From inside his office at a Midland startup accelerator, Angel Garcia highlights something important to know about the Permian Basin’s economy: “Everything drives off the oil.”
The latest data shows that in December alone, Midland County produced nearly 17 million barrels of oil, the most in the state by far. Oil and gas are so vital to Midland’s economy, jobs tied to the industry make up around a third of the entire workforce.
“We’re in the oil patch for sure,” adds Garcia.
All that oil production has given Midland an unemployment rate of 2.7%, the lowest in the Lone Star State according to new Texas Workforce Commission data.
Such a tight labor market is great for broader economic development, but can actually present a problem to employers. In January alone, Midland added 1,300 jobs.
Garcia is a partner with BAM Consulting, where he works with West Texas entrepreneurs, and he notes that, “the hiring pool is so small in the local area, you’re limited as to who you’re going to be able to hire.”
“Most of the time you’re having to settle just to fill the position,” he adds.
‘Dangerously low’ unemployment
Mick Normington is a labor economist and professor at Lee College and he says that an unemployment rate of 2.7% is, “honestly, dangerously low.”
Dangerous, according to Normington, because the unemployment rate is also a measure of how many people want a job – and if everybody who wants a job already has one, it shifts the balance of power between workers and employers.
“If you are less than 3% unemployment, that means the workers in your community have a lot of leverage to ask for a raise or for more benefits. The other side of the coin is the employers and the hiring managers are more desperate to get workers,” says Normington.
Currently, 21 counties have an unemployment rate lower than 3% and over the course of the past year, Texas has added 654,100 jobs statewide – the biggest gains being in the Dallas-Fort Worth area, Houston, and Austin-Round Rock.
Of the state’s 26 metro areas, seven have grown their workforces by more than 5% since last January, but none grew faster than Midland – 10.5%.
Normington says this puts public officials and economic planners in a bind: “Publicly, they are smiling and talking about how wonderful the economy is because their economy is booming. But privately, they’re gnashing their teeth.”
“They’re getting phone calls every day from business owners and hiring managers saying ‘we don’t have enough able-bodied people in this community to fill the open jobs,’” he adds.
In Normington’s view, the solution comes down to something familiar to Texans: migration.
For most of the 21st century, Midland saw consistent growth. According to U.S. Census data, the city’s population was 95,249. In 2019, that figure had ticked up to 146,222.
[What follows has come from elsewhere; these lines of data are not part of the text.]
PR #387, opened 2021-05-04
LA-371 Apply tablet design for workgroup

dab246:
https://user-images.githubusercontent.com/80730648/116990855-e5f9f880-acfd-11eb-962e-d40aafcddb04.mov

### DIFF
--- a/lib/presentation/util/helper/responsive_widget.dart
+++ b/lib/presentation/util/helper/responsive_widget.dart
@@ -50,7 +50,7 @@ class ResponsiveWidget extends StatelessWidget {
 
   @override
   Widget build(BuildContext context) {
-    var widthDevice = MediaQuery.of(context).size.width;
+    var widthDevice = MediaQuery.of(context).size.shortestSide;
     return LayoutBuilder(builder: (context, constraints) {
       if (widthDevice >= minLargeWidth) {
         return largeScreen ?? mediumScreen;
--- a/lib/presentation/util/helper/responsive_widget.dart
+++ b/lib/presentation/util/helper/responsive_widget.dart
@@ -36,8 +36,10 @@ class ResponsiveWidget extends StatelessWidget {
   final Widget mediumScreen;
   final Widget smallScreen;
 
-  static final int minLargeWidth = 960;
-  static final int minMediumWidth = 640;
+  static final int minLargeWidth = 950;
+  static final int minMediumWidth = 600;
+
+  static final double horizontalPaddingLargeWidth = 132.0;
 
   const ResponsiveWidget({
     Key key,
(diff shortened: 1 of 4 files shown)


lib/presentation/util/helper/responsive_widget.dart
```diff
@@ -36,8 +36,10 @@ class ResponsiveWidget extends StatelessWidget {
   final Widget mediumScreen;
   final Widget smallScreen;
 
-  static final int minLargeWidth = 960;
-  static final int minMediumWidth = 640;
+  static final int minLargeWidth = 950;
+  static final int minMediumWidth = 600;
```
hoangdat, line 40: why we need to change this?

lib/presentation/util/helper/responsive_widget.dart
```diff
@@ -36,8 +36,10 @@ class ResponsiveWidget extends StatelessWidget {
...
+
+  static final double horizontalPaddingLargeWidth = 132.0;
```
hoangdat, line 42: can you explain to me?

lib/presentation/view/order_by/order_by_button.dart
```diff
@@ -60,16 +61,18 @@ class OrderByButtonBuilder {
...
-          _currentSorter.orderType.getSortIconPath(imagePath),
-          width: 15,
-          height: 15,
-          fit: BoxFit.fill,
-          color: AppColor.primaryColor,
-        ),
-      ),
+      contentPadding: ResponsiveWidget.isLargeScreen(_context)
+          ? EdgeInsets.symmetric(horizontal: 155)
+          : EdgeInsets.symmetric(horizontal: 16) ,
```
hoangdat, line 66: srr, I can not understand

lib/presentation/util/helper/responsive_widget.dart
dab246: For a large tablet screen by design, we need to indent the listview items in the middle. So I set the value to all widgets that I need to use.

lib/presentation/util/helper/responsive_widget.dart
dab246: These are the two most common values for large and xlarge tablet screens. You can see more here. [https://developer.android.com/training/multiscreen/screensizes](https://developer.android.com/training/multiscreen/screensizes)

lib/presentation/view/order_by/order_by_button.dart
dab246: We need a distance from the left margin on the large tablet screen

lib/presentation/util/helper/responsive_widget.dart
hoangdat: what is the unit for this width? (pixel? ...)

hoangdat: and IMO 950 is not a common value

dab246: it is dp

dab246: I have read through the documentation it is a popular desktop value. I don't remember the link of that document. Maybe we will discuss this value again.

hoangdat: iOS using dp too?

dab246: In flutter we use the same px. If dp is large then dp ~ px

PR #389, opened 2021-05-05
Cherry functions before biometric

hoangdat:
- List all versions
- Setting for biometric
- [Fix] Align search area


dab246 (approved):
Good

PR #396, opened 2021-05-07
Config iOS project for migration to null safety

manhduc-nguyen:


hoangdat:
@huynguyennovem can we close it?

huynguyennovem:
> @huynguyennovem can we close it?

yes

PR #412, opened 2021-05-12
Fix bug on master branch for android

dab246:
**BUG FOUND ON ANDROID**

- App crash when perform share action in context menu
- Repeat toast display in SharedSpace
- Dialog loading still displays when preview file return failed
- Rename workgroup failed

### DIFF
--- a/data/lib/src/network/linshare_http_client.dart
+++ b/data/lib/src/network/linshare_http_client.dart
@@ -493,9 +493,6 @@ class LinShareHttpClient {
     final resultJson = await _dioClient.put(
       Endpoint.sharedSpaces.withPathParameter(sharedSpaceId.uuid).generateEndpointPath(),
       data: renameWorkGroupBodyRequest.toJson().toString(),
-      options: Options(headers: {
-        'Content-Type': 'application/json; charset=UTF-8'
-      })
     );
 
     return SharedSpaceNodeNestedResponse.fromJson(resultJson);
--- a/domain/lib/src/extension/string_extension.dart
+++ b/domain/lib/src/extension/string_extension.dart
@@ -42,7 +42,13 @@ extension StringExtension on String {
   }
 
   String toMiddleEllipsis() {
-    final subLength = length - split('.').last.length;
-    return '...' + substring(subLength - 3, subLength) + split('.').last;
+    if (contains('.')) {
+      final subLength = length - split('.').last.length;
+      return subLength >= 3
+          ? '...' + substring(subLength - 3, subLength) + split('.').last
+          : this;
+    } else {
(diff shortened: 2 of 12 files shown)


domain/lib/src/model/sharedspace/versioning_parameter.dart
```diff
@@ -37,7 +37,7 @@ class VersioningParameter extends Equatable {
   VersioningParameter(this.enable);
 
   factory VersioningParameter.initial() {
-    return VersioningParameter(false);
+    return VersioningParameter(true);
```
hoangdat, line 40: why we need this change?

hoangdat (commented):
@huynguyennovem please review this

domain/lib/src/model/sharedspace/versioning_parameter.dart
dab246: That is the default value when the returned shared space object has no VersioningParameter value. I checked the web version and found that the initial setting is like that. I also don't understand why they put it like that for this object. Even so, I have checked that setting `true` or `false` has no effect

domain/lib/src/extension/string_extension.dart
```diff
@@ -43,6 +43,8 @@ extension StringExtension on String {
 
   String toMiddleEllipsis() {
     final subLength = length - split('.').last.length;
-    return '...' + substring(subLength - 3, subLength) + split('.').last;
```
huynguyennovem, line 46: Some file may have no extension, so I think we should check more cases, like this:

```dart
if(contains('.')) {
	final subLength = length - split('.').last.length;
	return subLength >= 3
	  ? '...' + substring(subLength - 3, subLength) + split('.').last
	  : this;
} else {
  	return length >= 3 ? '...' + substring(length - 3, length) : this;
}
```

Or to use package https://pub.dev/packages/path to check extension exists

data/lib/src/network/linshare_http_client.dart
```diff
@@ -493,9 +493,6 @@ class LinShareHttpClient {
     final resultJson = await _dioClient.put(
       Endpoint.sharedSpaces.withPathParameter(sharedSpaceId.uuid).generateEndpointPath(),
       data: renameWorkGroupBodyRequest.toJson().toString(),
-      options: Options(headers: {
-        'Content-Type': 'application/json; charset=UTF-8'
-      })
```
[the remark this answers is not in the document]
dab246: Not because of it. Because it misses the nodeType parameter on v4.0 only. I have checked `Content-Type` here which is not necessary because it is already set for us by default. So I deleted it to avoid misunderstandings.

hoangdat (approved):

Issue #255, opened 2021-03-16
search term should be cleared after user Copy to Workgroup from search result


hantt12:
#### Reproduction Steps
1. User logs in and open MySpace
2. User clicks on Search icon
3. User inputs a search term to search box 
4. In the search result list, view list of actions for a file
5. Select "Copy to a workgroup"
6. Search a workgroup and click Copy Here

### Expected result
Show all files in MySpace

### Current behavior
Show list of files as search result (but without search box)

### Context

Iphone XR
Linshare 0.4.0 (36)

hoangdat:
@dieptran88 please verify this issue?

dieptran88:
I confirmed the current behavior,
Expected result: Show the previous screen which is search result screen with search box

hoangdat:
v2.0.0-alpha02

PR #414, opened 2021-05-12
LA-255 Clear Search View After Copying

imGok:
#255 

clearsearch


imGok:
Basically, "TextEditingController.clear()" is needed to clear the search bar and it was a stateless widget so now we can clear the search term outside the widget

hoangdat:
Can you update this PR?

hoangdat:
make it work with `features_v2`

hoangdat:
@huynguyennovem please review this PR also

lib/presentation/di/module/widget_module.dart
```diff
@@ -446,4 +449,10 @@ class WidgetModule {
         ));
   }
 
+  void _provideHomeAppBarComponent() {
+    getIt.registerFactory(() => HomeAppBarWidget());
```
huynguyennovem, line 453: Registered `HomeAppBarWidget` but there is no usage of it with `getIt`

imGok: you are right I just need the viewmodel

hoangdat (approved):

In the past few years, though, the city’s population has been on the decline. In 2021, the population shrank to 131,325.
“The big stress this year in Midland, Texas, is going to be for those officials to see what they can do to get more people to move to Midland because they’re not growing enough of their own workers,” says Normington.
More power to the workers
If there’s one clear beneficiary of Midland’s tight labor market, it’s workers who’ve gained more leverage by simply having more options in the job market.
Mick Normington presents the following hypothetical: “If you’re a worker in the Midland area, you’re probably going to the boss this month and saying, ‘Hey, boss, I need a raise or I need better benefits or I need more vacation time. And if you don’t give it to me, I’m going to walk across the street to another employer.’”
Rick Levy, president of the Texas AFL-CIO, which represents about half of all unionized workers in the state, says a tight labor market in Texas has helped people realize, “they don’t have to just be stuck in a job where they’re treated poorly and compensated poorly.”
Low unemployment can help workers get raises, more preferable schedules, and better conditions, but this is all happening at a time when in the broader economy, inflation is high and interest rates have been ticking up – developments that put a dent in peoples’ spending power.
“There’s still a lot of people who are living paycheck to paycheck. There’s a lot of people who can’t afford to send their kids to college,” adds Levy.